§ **WORK ITEM**
Each line that has the string "ucfirst" must be copied from the records below.

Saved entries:

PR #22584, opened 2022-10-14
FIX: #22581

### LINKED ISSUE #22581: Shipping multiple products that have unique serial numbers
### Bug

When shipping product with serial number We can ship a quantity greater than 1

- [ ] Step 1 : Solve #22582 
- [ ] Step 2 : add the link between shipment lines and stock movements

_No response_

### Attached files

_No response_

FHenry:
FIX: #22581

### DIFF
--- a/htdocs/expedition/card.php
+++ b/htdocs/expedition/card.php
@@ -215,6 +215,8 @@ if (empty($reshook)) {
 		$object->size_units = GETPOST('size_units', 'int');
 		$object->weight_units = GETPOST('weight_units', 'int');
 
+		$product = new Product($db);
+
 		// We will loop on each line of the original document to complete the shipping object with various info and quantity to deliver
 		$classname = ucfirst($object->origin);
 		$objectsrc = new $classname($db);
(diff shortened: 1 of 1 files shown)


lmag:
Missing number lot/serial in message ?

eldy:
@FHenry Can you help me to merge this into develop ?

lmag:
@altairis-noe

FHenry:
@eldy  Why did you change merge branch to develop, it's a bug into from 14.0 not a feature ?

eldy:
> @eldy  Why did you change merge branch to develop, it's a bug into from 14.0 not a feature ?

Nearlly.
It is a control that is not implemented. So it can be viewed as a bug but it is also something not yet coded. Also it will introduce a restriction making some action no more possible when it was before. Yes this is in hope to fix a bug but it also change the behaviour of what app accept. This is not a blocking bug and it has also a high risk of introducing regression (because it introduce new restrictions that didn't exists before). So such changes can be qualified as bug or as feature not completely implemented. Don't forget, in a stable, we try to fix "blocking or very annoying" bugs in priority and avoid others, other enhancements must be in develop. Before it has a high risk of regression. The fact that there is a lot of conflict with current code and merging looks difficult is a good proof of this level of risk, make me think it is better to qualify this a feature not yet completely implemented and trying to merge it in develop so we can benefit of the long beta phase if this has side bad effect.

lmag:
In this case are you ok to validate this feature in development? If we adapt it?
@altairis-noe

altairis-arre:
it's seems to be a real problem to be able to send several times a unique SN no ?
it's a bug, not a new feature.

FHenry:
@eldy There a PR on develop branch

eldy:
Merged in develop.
* * *
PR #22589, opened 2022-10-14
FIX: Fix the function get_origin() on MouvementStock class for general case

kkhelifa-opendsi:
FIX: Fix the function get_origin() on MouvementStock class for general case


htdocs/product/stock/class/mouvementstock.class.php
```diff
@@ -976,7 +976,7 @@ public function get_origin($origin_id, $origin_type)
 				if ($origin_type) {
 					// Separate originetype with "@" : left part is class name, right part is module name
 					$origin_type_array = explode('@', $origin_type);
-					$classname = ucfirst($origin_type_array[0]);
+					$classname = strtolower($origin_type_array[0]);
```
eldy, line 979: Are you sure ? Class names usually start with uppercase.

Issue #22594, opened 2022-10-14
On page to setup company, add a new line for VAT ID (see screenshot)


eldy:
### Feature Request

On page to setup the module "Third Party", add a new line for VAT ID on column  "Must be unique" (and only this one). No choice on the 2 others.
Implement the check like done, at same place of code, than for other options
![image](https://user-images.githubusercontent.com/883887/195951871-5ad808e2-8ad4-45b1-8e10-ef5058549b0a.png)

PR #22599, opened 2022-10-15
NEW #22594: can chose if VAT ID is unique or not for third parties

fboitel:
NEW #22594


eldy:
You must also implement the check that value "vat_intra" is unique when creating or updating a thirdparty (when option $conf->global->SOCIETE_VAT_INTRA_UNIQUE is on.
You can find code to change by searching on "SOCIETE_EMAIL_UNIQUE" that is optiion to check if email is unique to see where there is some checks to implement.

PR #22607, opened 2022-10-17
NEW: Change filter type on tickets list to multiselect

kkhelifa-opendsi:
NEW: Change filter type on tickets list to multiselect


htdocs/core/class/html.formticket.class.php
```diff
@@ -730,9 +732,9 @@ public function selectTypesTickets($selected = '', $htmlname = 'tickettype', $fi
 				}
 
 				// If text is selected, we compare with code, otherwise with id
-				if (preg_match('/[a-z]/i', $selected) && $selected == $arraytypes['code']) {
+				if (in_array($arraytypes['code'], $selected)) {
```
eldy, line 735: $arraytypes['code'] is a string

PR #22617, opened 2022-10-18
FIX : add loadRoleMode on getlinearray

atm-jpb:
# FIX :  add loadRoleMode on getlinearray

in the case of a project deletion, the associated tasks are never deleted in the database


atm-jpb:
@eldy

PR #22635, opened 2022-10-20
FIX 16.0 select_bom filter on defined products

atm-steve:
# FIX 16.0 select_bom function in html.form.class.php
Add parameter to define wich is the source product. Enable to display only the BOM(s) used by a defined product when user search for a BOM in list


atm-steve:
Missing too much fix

§ **COMPLETED EXERCISE**
 		$classname = ucfirst($object->origin);
-					$classname = ucfirst($origin_type_array[0]);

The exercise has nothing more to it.